Problem with large number of entries inside RDataFrame

I got a large DataFrame df. When I retrieve the values of a column like this

 auto values = df.Take<double>("column");

and do a simple operation (I need to do something else**, this is just to illustrate, I don’t need to do the sum, I know there is another mechanism in the RDF for the sum):

double sum = 0;
for (const auto v : parValues) sum += v;

Then, I get the following error:

RDataFrame::Run: event loop was interrupted
Error in <TRint::HandleTermInput()>: std::bad_alloc caught: std::bad_alloc

If I reduce the number of entries inside df using df.Range(0,200000000) it runs smoothly. The total number of entries in my data frame is above 1500M entries.
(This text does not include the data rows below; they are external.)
Issue #434, opened 2020-04-13
How to print cell outputs when running sphinx-build in notebooks


dmey:
I need to debug a notebook and looking for a way to print all output to console. I tried to increase verbosity in `sphinx-build` but this did not help. Although the exception is captured and printed to console, nothing before/after (e.g. in a try-except-finally) is printed.

mgeier:
I don't quite understand what you mean.

Can you please provide a minimal example?

dmey:
Assuming you have already set up a Sphinx project with `nbsphinx` add a cell with `print('hello')`, then run `sphinx-build -v`... My expectation was to see `hello` printed to stdout.

mgeier:
OK, I see.

There is currently no way to do that.

Can `nbconvert --execute` do that?

dmey:
> Can nbconvert --execute do that?

Running `jupyter nbconvert --execute <notebook>` does not print outputs. So I guess that this is probably related to https://github.com/jupyter/nbconvert/issues/648.

mgeier:
Yes, it looks like that has been requested for `nbconvert` but there has been no solution yet, but there have been suggestions to use alternative notebook runners.

So once `nbconvert` can do this, `nbsphinx` should be able to implement it, too.

I'm also open to suggestions for using an alternative notebook runner, but I'm not planning on working on that myself.

PR #543, opened 2021-03-02
process cell tags remove-input and remove-output

t-vi:
This PR adds removing cell input and output by using the `remove-input` and `remove-output` tags.

My understanding from #436 is that the behaviour (remove output rather than hide with css) is consistent with Jupyter Book use of the same tags.
This is complimentary to #436 in that it deals with `remove-` tags as opposed to `hide-*`.

Thank you for looking at this, and making nbsphinx in the first place!

### DIFF
--- a/doc/hidden-cells.ipynb
+++ b/doc/hidden-cells.ipynb
@@ -28,7 +28,7 @@
   },
   {
    "cell_type": "code",
-   "execution_count": null,
+   "execution_count": 1,
    "metadata": {
     "nbsphinx": "hidden"
    },
@@ -47,9 +47,20 @@
   },
   {
    "cell_type": "code",
-   "execution_count": null,
+   "execution_count": 2,
    "metadata": {},
-   "outputs": [],
+   "outputs": [
+    {
+     "data": {
+      "text/plain": [
+       "42"
+      ]
+     },
+     "execution_count": 2,
+     "metadata": {},
+     "output_type": "execute_result"
+    }
+   ],
    "source": [
     "answer"
    ]
@@ -79,6 +90,64 @@
    "source": [
     "This is the cell after the hidden cell."
    ]
+  },
+  {
+   "cell_type": "markdown",
+   "metadata": {},
+   "source": [
+    "## Hidden input and output\n",
+    "\n",
+    "You can also only remove input and output of a notebook using the `remove-input` and `remove-output` cell tags.\n",
+    "This is different from the metadata change for hiding everything, but is compatible with Jupyter Book."
+   ]
+  },
+  {
+   "cell_type": "code",
+   "execution_count": 3,
+   "metadata": {
+    "tags": [
+     "remove-output"
+    ]
+   },
+   "outputs": [
+    {
+     "data": {
+      "text/plain": [
+       "'Cell with hidden output'"
+      ]
+     },
+     "execution_count": 3,
+     "metadata": {},
+     "output_type": "execute_result"
+    }
+   ],
+   "source": [
+    "\"Cell with hidden output\""
+   ]
+  },
+  {
+   "cell_type": "code",
+   "execution_count": 4,
+   "metadata": {
+    "tags": [
+     "remove-input"
+    ]
+   },
+   "outputs": [
+    {
+     "data": {
+      "text/plain": [
+       "'Did you see the input?'"
+      ]
+     },
+     "execution_count": 4,
+     "metadata": {},
+     "output_type": "execute_result"
+    }
+   ],
+   "source": [
+    "\"Did you see the input?\""
+   ]
   }
  ],
  "metadata": {
@@ -97,7 +166,7 @@
    "name": "python",
    "nbconvert_exporter": "python",
    "pygments_lexer": "ipython3",
-   "version": "3.6.7"
+   "version": "3.9.1+"
   }
  },
  "nbformat": 4,
--- a/doc/hidden-cells.ipynb
+++ b/doc/hidden-cells.ipynb
@@ -28,7 +28,7 @@
   },
   {
    "cell_type": "code",
-   "execution_count": 1,
+   "execution_count": null,
    "metadata": {
     "nbsphinx": "hidden"
    },
@@ -47,20 +47,29 @@
   },
   {
    "cell_type": "code",
-   "execution_count": 2,
+   "execution_count": null,
    "metadata": {},
-   "outputs": [
-    {
-     "data": {
-      "text/plain": [
-       "42"
-      ]
-     },
-     "execution_count": 2,
-     "metadata": {},
-     "output_type": "execute_result"
-    }
-   ],
+   "outputs": [],
+   "source": [
+    "answer"
+   ]
+  },
+  {
+   "cell_type": "markdown",
+   "metadata": {},
+   "source": [
+    "Another way to hide sphinx is by adding a `remove-cell` cell tag. This is compatible with Jupyter Book."
+   ]
+  },
+  {
+   "cell_type": "code",
+   "execution_count": null,
+   "metadata": {
+    "tags": [
+     "remove-cell"
+    ]
+   },
+   "outputs": [],
    "source": [
     "answer"
    ]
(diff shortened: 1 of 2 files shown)


t-vi:
@mgeier  thank you for making nbsphinx it is just what I need to keep a large part of my documentation in notebooks.

So my use-case is that I have (graphviz) graphs in the documentation that I want to generate from the notebook but I don't want to include the source code in the HTML because it adds nothing in my case (and people can always jump to the notebook if they want).

I hope this can fill a gap, but if this is totally different from what you would have in mind for handling these tags, don't hesitate to reject the PR, too.

mgeier:
Thanks for this PR!

I'm open for this feature, but I think there are some details still to be ironed out.

Can you please remove the outputs from the example notebook?

In your example, the padding after an input cell without output is missing.
So is the padding before an output cell without input.

The implementation is fine, but did you think about re-using the tag-based filtering from `nbconvert`?
Would this be possible?

I think  `remove-input` and `remove-output` are good defaults, but what about allowing configuration options for specifying other tag names (like IIRC it is possible in `nbconvert`)?

> My understanding from #434 is that the behaviour (remove output rather than hide with css) is consistent with Jupyter Book use of the same tags.

Is there a link to some documentation?

> This is complimentary to #434

I don't see the connection.
Do you happen to mean #436?
Or #131?

BTW, did you have a look at  #185 and  #86?

t-vi:
> I don't see the connection.
> Do you happen to mean #436?

Oh sorry. Yes, I changed the text to #436.

> BTW, did you have a look at #185 and #86?

I didn't. So I am aware of `hide_input` but ended up implementing `remove-cell` as a tag (by adding `or "remove-cell" not in ...tags`) in my local branch (which I'd happily add here, too). I must admit that tags are about my limit w.r.t. discoverability (it's bad, but it's the best we have, and standardizing across multiple implementations might be best, so I took the JupyterBook tags based on my impression that it seemed reasonable in #436) the custom metadata is more a way to sell headache pills to me than a user interface (and this is not to take a dig at nbsphinx using them when they were the best thing we had, but just that I had a bad time with them when using them for global things and I think they're best avoided for per-cell things due to the complexity of the UI).

> Can you please remove the outputs from the example notebook?
Will do.

> In your example, the padding after an input cell without output is missing.
> So is the padding before an output cell without input.

> The implementation is fine, but did you think about re-using the tag-based filtering from nbconvert?
> Would this be possible?

This would be very elegant.
So I found [removing cells](https://nbconvert.readthedocs.io/en/latest/removing_cells.html#removing-pieces-of-cells-using-cell-tags) in the nbconvert docs. I tried to adapt the eample there to the style of defining config used by nbsphinx, but it seems to not work for me.
```
            config=traitlets.config.Config({
                'HighlightMagicsPreprocessor': {'enabled': True},
                # Work around https://github.com/jupyter/nbconvert/issues/720:
                'RegexRemovePreprocessor': {'enabled': False},
                'TagRemovePreprocessor': {
                    'enabled': True,
                    'remove_cell_tags': ('remove-cell',),
                    'remove_all_output_tags': ('remove-output',),
                    'remove_input_tags': ('remove-input',),
                },
            }),
```

If you have ideas, going via nbconvert config would seem much more elegant to me.

P.S.: [Our project](https://torchdrift.org/) using nbsphinx and also your insipid theme went public today. Thank you for covering us for our documentation.

mgeier:
Thanks for the update!

> the custom metadata is more a way to sell headache pills to me than a user interface (and this is not to take a dig at nbsphinx using them when they were the best thing we had, but just that I had a bad time with them when using them for global things and I think they're best avoided for per-cell things due to the complexity of the UI).

I agree.
I think I've already added support for tags for all features which were originally using custom cell metadata. If I've missed something, please let me know!

In fact, I would change the documentation to mention the tags first, and then in the end mention the custom cell metadata just as a legacy feature that still works for compatibility but is not recommended for new notebooks.
But we can also do this in a separate PR, if you prefer.

----

Can you please answer my remaining questions from https://github.com/spatialaudio/nbsphinx/pull/543#issuecomment-791614690?

----

> P.S.: [Our project](https://torchdrift.org/) using nbsphinx and also your insipid theme went public today. Thank you for covering us for our documentation.

That's great to hear!

If you have suggestions for improving the theme, please let me know!

t-vi:
> If you have suggestions for improving the theme, please let me know!

The most annoying thing was that Jupyter Notebooks don't need a blank line but nbsphinx generates funny stuff without (seems to be https://github.com/jupyter/nbconvert/issues/917, so not a nbsphinx bug).

Other than that I probably haven't used half the customization that is possible. One thing I thought about is whether to put the logo in the topbar instead of the sidebar. That likely is already possible but I took your advice and focus on the content. I really like how nbsphinx and your insipid theme made that possible!

mgeier:
> > I think remove-input and remove-output are good defaults, but what about allowing configuration options for specifying other tag
> > names (like IIRC it is possible in nbconvert)?
> 
> Personally, I don't really see the value.

I don't have a concrete use case myself, but I could imagine that somebody wants different versions of their docs, once with removed cells and another one where all cells are visible.
Or they are already using a set of tags for something else, and suddenly they want to hide all those tagged cells.

If you look at it from a cost/benefit perspective: It costs basically nothing to expose the configuration options, therefore it doesn't matter if the benefit isn't huge.

Having the tags as literal strings littered around the source code is bad anyway, so at least I would make global variables for them. But making them Sphinx configuration options is just as easy, and to me it is quite an obvious thing to do (even if I don't have a use for that myself).

> Jupyter seems to be unable to [specify common tags](https://github.com/jupyter/nbformat/issues/93),

Yeah, that's even more reason to make them configurable in `nbsphinx`!

> but in the end I see more value with having some sort of standardization and so aligning with Jupyter Book + Hardcoding might be a feature.

Sure, standardization would be great, but as you said, this didn't happen (except for `metadata.jupyter.source_hidden` and `metadata.jupyter.outputs_hidden`: https://nbformat.readthedocs.io/en/latest/format_description.html#cell-metadata).

Jupyter Book is just another third-party package, it isn't in the position to standardize anything.

But if there are no better suggestions, I think it's reasonable to use their settings as our defaults.

> That said, if you intended the question to express a preference for configuration, I'll add that.

Yeah, I guess I did.
Yes, please!

> > > My understanding from #434 is that the behaviour (remove output rather than hide with css) is consistent with Jupyter Book use of the same tags.
> 
> > Is there a link to some documentation?
> 
> https://jupyterbook.org/interactive/hiding.html#removing-code-cell-content
> 
> Would you add that link to the documentation? I can do that when I flip the order of the hide methods in the documentation.

Thanks for the link.
I think that adds no value to our documentation. We have to mention the default tag names anyway.

> I think I have the other questions, but I'd appreciate a hint if not.

I think those were indeed all the questions, but I think this comment hasn't been addressed yet:

"In your example, the padding after an input cell without output is missing.
So is the padding before an output cell without input."

----

> > If you have suggestions for improving the theme, please let me know!
> 
> The most annoying thing was that Jupyter Notebooks don't need a blank line but nbsphinx generates funny stuff without (seems to be [jupyter/nbconvert#917](https://github.com/jupyter/nbconvert/issues/917), so not a nbsphinx bug).

Yeah, the problem is that there are different Markdown implementation with slightly different behavior.
For now, `nbsphinx` is using `pandoc` (which itself supports multiple Markdown dialects), but in the future I'd like to use a Python library (which probably doesn't exist yet) for this.

> Other than that I probably haven't used half the customization that is possible. One thing I thought about is whether to put the logo in the topbar instead of the sidebar.

There is no specific setting for putting the logo there, but you can try to use the [left_buttons](https://insipid-sphinx-theme.readthedocs.io/en/0.2.3/configuration.html#theme-option-left_buttons) option for that.

But I think in general it's a waste of space to put the logo into the topbar.

You should think about users with small screens (like smartphones). Putting the logo there will make the topbar actually less useful for them.

You could of course add some CSS to avoid showing the logo on small screens, but if the logo is so important to you, you probably also want it to be shown on those small screens, right?

What about putting the logo at the top of each page (using the `page.html` template)?

> That likely is already possible but I took your advice and focus on the content. I really like how nbsphinx and your insipid theme made that possible!

That's great to hear!

mgeier:
The PDF output seems to have the same problem, there is no space between cells: https://648-46379698-gh.circle-artifacts.com/0/nbsphinx.pdf#section.6

t-vi:
> The PDF output seems to have the same problem, there is no space between cells: https://648-46379698-gh.circle-artifacts.com/0/nbsphinx.pdf#section.6

Yes, but so this happens when I use the nbconvert facility, so it would appear to be a bug there.

mgeier:
> > The PDF output seems to have the same problem, there is no space between cells: https://648-46379698-gh.circle-artifacts.com/0/nbsphinx.pdf#section.6
> 
> Yes, but so this happens when I use the nbconvert facility, so it would appear to be a bug there.

It very likely is a bug there, but `nbsphinx` doesn't use the LaTeX/PDF workflow that `nbconvert` uses (it uses the reST template which is later converted to LaTeX by Sphinx).

Either way, I would like it to work correctly in `nbsphinx`, but if it gets fixed in `nbconvert` as well, that's of course also good.

t-vi:
> Either way, I would like it to work correctly in nbsphinx, but if it gets fixed in nbconvert as well, that's of course also good.

I'm afraid my notebook foo isn't enough to implement these tags after all.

That’s 12Gbytes memory required. Do you think it is a memory issue?

Thank you for your response!

In that case, there is a smarter way to do something with the column data?

**What I want to do is to create a vector of unique elements, i.e. remove all those elements that are repeated and get the unique elements back as an std::vector?

I guess @vpadulan or @mczurylo can help.

I found a work around using the following:

    auto GetUniqueElements = [](const std::vector<double>& vec) {
        std::set<double> uniqueSet(vec.begin(), vec.end());
        return std::vector<double>(uniqueSet.begin(), uniqueSet.end());
    };

    for( size_t n = 0; n < 1 + fDataSet.GetEntries()/fSplitEntries; n++ )
    {
        auto parValues = fDataSet.Range(n*fSplitEntries,(n+1)*fSplitEntries).Take<double>(fParameter);
        std::vector<double> uniqueVec = GetUniqueElements(*parValues);
        vs.insert(vs.end(), uniqueVec.begin(), uniqueVec.end());
    }

It seems for me it is enough to split the data frame into 3 parts by defining fSplitEntries=600000000.

But it would be good to understand how to make it at once.

Hi @Javier_Galan,

thanks for your post and sorry for a bit of a delay in replying. Before going further, it would be great if you could share a fully working reproducer of your problem (including the data) so we could also test it ourselves. You can also share it via email if you feel more comfortable with that.

Cheers,
Marta

I could share the 60Gbytes RDataFrame root file I got. But how?

Hi @Javier_Galan,

do you have access to CERN EOS?

Cheers,
Marta

Hi @mczurylo, I have lxplus access. My user name jgalan I guess I could scp to any location there were I would have enough space.

Hi @Javier_Galan,

I replied to you in a private message.

Cheers,
Marta

1 Like

This topic was automatically closed 14 days after the last reply. New replies are no longer allowed.